SDK Prompt Cache Invalidation Fix β€” Up to 12x Input Token Cost Reduction

Claude Code

Claude Code 2.1.72 resolves a long-standing prompt cache invalidation bug in SDK query() calls that was causing input tokens to be re-sent on every request instead of being served from cache. The fix can reduce input token costs by up to 12x for developers building on the Claude Agent SDK. This is particularly impactful for agentic workflows where long system prompts and conversation history are repeatedly included across many turns.

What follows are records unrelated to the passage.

PR #2250, opened 2022-01-27
Renaming of WCOrderModel to OrderEntity

kidinov:
The PR renames `WCOrderModel` to `OrderEntity`. Can be tested with https://github.com/woocommerce/woocommerce-android/pull/5717

PR #2281, opened 2022-02-09
[Do not merge] POC for moving Order's Line Items to a seperate database entity

wzieba:
This PR is only for purpose of discussions. I've timeboxed some time for this POC so before reviewing it mind that:

1. There are a few changes that make no sense - just for sake of making it compile
2. Naming is not perfect - probably we could come with better names
3. I made some exsiting classes name changes for sake of clarity

### Description

This PR is a POC of spotting how much effort would be to move `WCOrderModel#*Items` into a separate database entity. For starter, I choose `LineItems`. 

### Screenshot of database content

Running this PR and launching `Fetch Orders` from example menu should result with having content in `LineItemEntity` table in database.

Screenshot 2022-02-09 at 12 17 41

### Database diagram

`OrderEntity` (aka `WCOrderModel`) is connected with `LineItemEntity` via foreign key:

Screenshot 2022-02-09 at 12 19 20


plugins/woocommerce/src/main/kotlin/org/wordpress/android/fluxc/model/WCOrderModel.kt
```diff
@@ -9,13 +10,18 @@ import com.google.gson.reflect.TypeToken
...
 import org.wordpress.android.fluxc.model.order.ShippingLine
 import org.wordpress.android.fluxc.model.order.TaxLine
+import org.wordpress.android.fluxc.model.order.entities.LineItemEntity
 import java.math.BigDecimal
 import kotlin.DeprecationLevel.ERROR
 
+data class RichOrderEntity(
+    val orderInfo: WCOrderModel,
+    val lineItems: List<LineItemEntity>
+)
```
wzieba, line 23: Ideally, I'd use `@Embeded` annotation and let Room to handle joining `orderInfo` with its `lineItems` but, unfortunately, this strategy doesn't work if entities are connected via composite primary key.

It's not a blocker though, we can do this manually.

plugins/woocommerce/src/main/kotlin/org/wordpress/android/fluxc/model/WCOrderModel.kt
```diff
@@ -101,19 +107,12 @@ data class WCOrderModel(
      */
     fun getShippingAddress() = OrderAddress.Shipping(this)
 
-    /**
-     * Deserializes the JSON contained in [lineItems] into a list of [LineItem] objects.
-     */
-    fun getLineItemList(): List<LineItem> {
-        val responseType = object : TypeToken<List<LineItem>>() {}.type
-        return gson.fromJson(lineItems, responseType) as? List<LineItem> ?: emptyList()
-    }
```
wzieba, line 110: That's the key part. Line items are now not deserialized every time we need them.

plugins/woocommerce/src/main/kotlin/org/wordpress/android/fluxc/model/order/entities/LineItemEntity.kt
```diff
@@ -0,0 +1,30 @@
...
+    val name: String? = null,
+    val parentName: String? = null,
+    var productId: Long? = null,
+    val variationId: Long? = null,
+    var quantity: Float? = null,
+    val subtotal: String? = null,
+    val total: String? = null, // Price x quantity
+    val totalTax: String? = null,
+    val sku: String? = null,
+    val price: String? = null, // The per-item price
```
wzieba, line 29: In this entity, comparing to `LineItemDto`, `List<WCMetaData>` is missing.

I run out of time but I believe, due to unpredictable nature of `WCMetaData` and its `Any` fields, we should keep raw JSON string for it. I can't see a way to handle it otherwise.

plugins/woocommerce/src/main/kotlin/org/wordpress/android/fluxc/model/order/entities/LineItemSerializer.kt
```diff
@@ -0,0 +1,34 @@
+package org.wordpress.android.fluxc.model.order.entities
+
+import com.google.gson.Gson
+import com.google.gson.JsonElement
+import com.google.gson.reflect.TypeToken
+import org.wordpress.android.fluxc.model.WCOrderModel
+import org.wordpress.android.fluxc.model.order.LineItemDto
+import javax.inject.Inject
+
+class LineItemSerializer @Inject constructor(private val gson: Gson) {
```
wzieba, line 10: (A little out of topic) This is part I personally like pretty much. I believe that in `FluxC` we construct too many `Gson` instances. I believe there should be only one, with the same configuration.

plugins/woocommerce/src/main/kotlin/org/wordpress/android/fluxc/network/rest/wpcom/wc/order/OrderRestClient.kt
```diff
@@ -103,14 +103,11 @@ class OrderRestClient @Inject constructor(
                 "_fields" to ORDER_FIELDS)
         val request = JetpackTunnelGsonRequest.buildGetRequest(url, site.siteId, params, responseType,
                 { response: List<OrderDto>? ->
-                    val orderModels = response?.map { orderDto ->
-                        orderDto.toDomainModel(site.localId())
-                    }.orEmpty()
```
wzieba, line 108: We should remove mapping to database type from `OrderRestClient` anyway.

This part is my fault because in the past I wrongly interpreted that `WCOrderModel` is treated as `domain` object. In fact, it's not - that's just database entity and we'll adjust it's name in #2250. We do not have `domain` object anywhere.

plugins/woocommerce/src/main/kotlin/org/wordpress/android/fluxc/persistence/dao/OrdersDao.kt
```diff
@@ -60,4 +73,20 @@ abstract class OrdersDao {
...
+    open fun observeRichOrderEntity(remoteOrderId: RemoteId, localSiteId: LocalId): Flow<RichOrderEntity?> {
+        return combine(
+                observeOrder(remoteOrderId, localSiteId),
+                observeLineItems(remoteOrderId, localSiteId)
+        ) { order, lineItems ->
+            if (order != null)
+                RichOrderEntity(order, lineItems)
+            else
+                null
+        }
```
wzieba, line 90: This is other key part: joining `OrderEntity` with its `List<LineItem>`

plugins/woocommerce/src/main/kotlin/org/wordpress/android/fluxc/model/WCOrderModel.kt
hichamboushaba: I don't think `@Embeded` would work with a list of items, it's just for single items, and it's very basic, it would add all of the object's properties as columns on the parent table.
Room does [support](https://developer.android.com/training/data-storage/room/relationships#one-to-many) other relationships though, I [used](https://github.com/hichamboushaba/WCStoreApp/blob/5e2c5686b1952042b661c02223ea219bcf0c0b99/app/src/main/java/com/hicham/wcstoreapp/data/db/entities/CartEntity.kt#L24-L32) them in the WCStoreApp for the cart entity with the items, and they work fine.

plugins/woocommerce/src/main/kotlin/org/wordpress/android/fluxc/network/rest/wpcom/wc/order/OrderRestClient.kt
hichamboushaba: > We do not have domain object anywhere.

I don't know if this is the case, my understanding is that `WCOrderModel` was intended as a domain model, but it was leaked to the storage layer. Now if we are going to rename the database model to `OrderEntity` (which I like btw), I think we should introduce a new domain model to replace the usage of `WCOrderModel`, this would allow not exposing the database entity through the `Stores`.

plugins/woocommerce/src/main/kotlin/org/wordpress/android/fluxc/persistence/dao/OrdersDao.kt
hichamboushaba: If we use Room's relationships, we'll be able to directly reference the `Rich` class through the Dao, and it will be done on a single SQLite transaction, which is better performance wise (for example on WCStoreApp https://github.com/hichamboushaba/WCStoreApp/blob/5e2c5686b1952042b661c02223ea219bcf0c0b99/app/src/main/java/com/hicham/wcstoreapp/data/db/daos/CartDao.kt#L12-L14)

plugins/woocommerce/src/main/kotlin/org/wordpress/android/fluxc/model/WCOrderModel.kt
hichamboushaba: > this strategy doesn't work if entities are connected via composite primary key.

After checking more, even `@Relation` doesn't work with composite keys, but I would still prefer to support the relationship by Room instead of doing it manually (IMHO).
I think we can either keep the local id (while marking it as internal maybe?), since now we know it's not used anywhere on the business code, and won't cause any confusion as before.
The other choice would be to keep the manual code, until we update to Room 2.4.0, where it will have a proper support for JOIN queries directly in the dao (https://issuetracker.google.com/issues/64247765), which would be equivalent to the `@Relation` annotation.

plugins/woocommerce/src/main/kotlin/org/wordpress/android/fluxc/network/rest/wpcom/wc/order/OrderRestClient.kt
hichamboushaba: Giving this more thought, I think you are right, even without adding another class, exposing `OrderEntity` from the Stores won't be harmful, and we already have a domain model in WCAndroid (even though it's more of a presentation model due to the use of @Parcelize 😄), but less layering would mean less complicated code.

plugins/woocommerce/src/main/kotlin/org/wordpress/android/fluxc/persistence/dao/OrdersDao.kt
```diff
@@ -60,4 +73,20 @@ abstract class OrdersDao {
 
     @Query("SELECT COUNT(*) FROM OrderEntity WHERE localSiteId = :localSiteId")
     abstract fun getOrderCountForSite(localSiteId: LocalId): Int
+
+    @Query("SELECT * FROM LineItemEntity WHERE parentOrderId = :parentOrderId AND parentOrderLocalSiteId = :parentOrderLocalSiteId")
+    abstract fun observeLineItems(parentOrderId: RemoteId, parentOrderLocalSiteId: LocalId): Flow<List<LineItemEntity>>
+
+    @Transaction
+    open fun observeRichOrderEntity(remoteOrderId: RemoteId, localSiteId: LocalId): Flow<RichOrderEntity?> {
```
kidinov, line 81: What if we won't have `RichOrderEntity` at all, but the client, if needed will just fetch `LineItems` for order separately? I feel this way API exposed by fluxc will be easier to follow and a bit simpler

plugins/woocommerce/src/main/kotlin/org/wordpress/android/fluxc/model/WCOrderModel.kt
wzieba: > I don't think @Embeded would work with a list of items, it's just for single items, and it's very basic, it would add all of the object's properties as columns on the parent table.

Yeah I was thinking about `@Embeded` *and* `@Relation` - the same as in e.g. `AddonWithOptions`

Thanks for research on that! Awesome it'll be available in Room 2.4.0. I would rather go with this solution than keeping local id for order. Especially that Room 2.4.0 will bring other, awaited improvements (M1 support, AutoMigration)

plugins/woocommerce/src/main/kotlin/org/wordpress/android/fluxc/network/rest/wpcom/wc/order/OrderRestClient.kt
wzieba: Nice thoughts, I feel the same. Part of me *really* wants to introduce platform-agnostic, pure domain model but other part sees that it might be not extremely valuable in this very moment. Maybe exposing entity from `*Store` and mapping it to "presentation/wannabe-domain" model in WCAndroid is good for now. As you say, it's for sure less complicated.

But I have hopes that some day we'll introduce domain layer in app either by introducing new model or removing platform-specific code from WCAndroid's `Order`.

plugins/woocommerce/src/main/kotlin/org/wordpress/android/fluxc/persistence/dao/OrdersDao.kt
wzieba: Yes, this is something we have to establish. I see above @hichamboushaba preferring to leave this joins to Room.

But maybe we don't ever want to have `LineItems` joined with `Order`. So, just to make sure I understand, you're suggesting removing `lineItems` field from WCAndroid's `Order` and request `lineItems` only when needed right?

kidinov: > But maybe we don't ever want to have LineItems joined with Order. So, just to make sure I understand, you're suggesting removing lineItems field from WCAndroid's Order and request lineItems only when needed right?

Yep, exactly this

hichamboushaba: Just my 2 cents, personally, I prefer leaving the join to the DB since it's more performant, as it will be executed on a single SQL transaction.
Also, I think for most cases where we need an `Order`, we also need its line items. The exception is the usage in lists, and for those, we have the special model `WCOrderSummaryModel`, which contains only minimal data.

kidinov: @hichamboushaba Shouldn't it be slower because we run it inside a transaction? Don't know the specific, but we might be blocking at least 2 tables in this case, or maybe even the whole DB. And we might avoid transactions at all in case of fetching those 2 tables separately, at least we don't retrieve orders inside a transaction now and apparently, we didn't have any issues with consistency of the data just due to the low concurrency nature of how we use that

hichamboushaba: > @hichamboushaba Shouldn't it be slower because we run it inside a transaction?

I think this depends on what you mean, if you mean it's slower than just fetching Orders without the LineItems, then sure it will be slower, but if you mean slower than fetching orders, then joining the line items in code behind, I think it will be faster, since it will have a single round-trip to the database.
Just to be clear, I'm not saying this implementation will be faster, for this one I'm not sure, as I didn't check the code that Room generates behind. What I mean is the implementation that Room optimizes when either using the `@Relation` annotation, or when supporting the SQL `JOIN` statements in 2.4.0.

> at least we don't retrieve orders inside a transaction now and apparently, we didn't have any issues with consistency of the data just due to the low concurrency nature of how we use that

But now we have everything in a single table 😕, I don't see how this applies now, can you explain what you mean by this part? 🙂

kidinov: >   then joining the line items in code behind, I think it will be faster, since it will have a single round-trip to the database.

Won't argue here, because didn't check, but my gut feeling is that it will be slower because transactions are usually expensive. Maybe it won't  be slow on the query itself, but because of the locking it might slow other query still

> But now we have everything in a single table 😕, I don't see how this applies now, can you explain what you mean by this part? 🙂

From the doc:

When used on a Query method that has a SELECT statement, the generated code for the Query will be run in a transaction. There are 2 main cases where you may want to do that:

* If the result of the query is fairly big, it is better to run it inside a transaction to receive a consistent result. Otherwise, if the query result does not fit into a single [CursorWindow](https://developer.android.com/reference/android/database/CursorWindow.html), the query result may be corrupted due to changes in the database in between cursor window swaps.
* If the result of the query is a POJO with [Relation](https://developer.android.com/reference/androidx/room/Relation) fields, these fields are queried separately. To receive consistent results between these queries, you also want to run them in a single transaction.

Apparently, we want to run this query inside a transaction because we are afraid of potential data inconsistency (case 2)? I'm saying that if we didn't fetch `Orders with lineItems` inside a transaction (because of case 1), then I assume we don't need transactions if we would fetch them in 2 separate queries too (CursorWindow will be even smaller than we have right now)

hichamboushaba: I think we are discussing two different subjects, I'm not saying the usage of `@Transaction` will make it faster, I'm saying having a single SQL statement will make it faster, and this can be achieved using the `JOIN` statement in 2.4.0, and unless I'm mistaken, it's already done by the `@Relation` in the current version (I didn't check the generated code behind to confirm this).
So I prefer keeping the joining on the Dao as @wzieba did, to make simpler to migrate to the `JOIN` statement after updating to 2.4.0.

Anyway, I think the performance impact will be minimal and not noticeable on any case, so we should just lean towards the clearest and easiest to read solution, and personally, I prefer hiding the joining part on the `DAO`, but that's subjective.

> Apparently, we want to run this query inside a transaction because we are afraid of potential data inconsistency (case 2)? I'm saying that if we didn't fetch Orders with lineItems inside a transaction (because of case 1), then I assume we don't need transactions if we would fetch them in 2 separate queries too (CursorWindow will be even smaller than we have right now)

I see, thanks for the clarification.

wzieba:
Thanks @hichamboushaba @kidinov for suggestions and discussion. For now though, I'm closing this POC PR as there seem to be much easier and straightforward solution to our problem. More details: p91TBi-7qQ-p2#comment-8528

A Silent Cost Multiplier, Now Fixed

For developers building applications on top of Claude Code's SDK query() API, prompt caching is one of the most powerful levers for controlling costs β€” cached input tokens cost a fraction of uncached reads. However, v2.1.72 reveals that this caching was quietly broken: a prompt cache invalidation bug was causing query() calls to re-transmit the full input on every invocation rather than reading from the cache. The result was artificially inflated token bills, sometimes by as much as a factor of 12.

What Was Happening

Prompt caching works by storing portions of the input (typically the system prompt and earlier conversation turns) so that subsequent requests only pay for new tokens. When cache invalidation fires incorrectly β€” treating a cacheable request as if it were brand new β€” the entire prefix is re-sent at full cost. In long agentic sessions with large system prompts, this compounds rapidly across hundreds of turns.

The bug specifically affected the query() entry point used by SDK consumers, including Claude Code Remote and any application built on top of the agent SDK. Interactive REPL users were less exposed, but programmatic integrations bore the full brunt.

The Impact

Anthropic's fix in v2.1.72 restores correct cache behavior for SDK query() calls. For workloads that previously suffered from the bug, the correction brings input token costs back in line with what prompt caching is designed to deliver β€” up to a 12x reduction compared to the broken state. On a long Opus session that might otherwise cost tens of dollars in input tokens, the savings are material.

Additional Cache Improvements

The same release also improves compaction to preserve images in the summarizer request, enabling prompt cache reuse for faster and cheaper compaction passes. Together, these changes meaningfully lower the cost floor for intensive SDK-based deployments.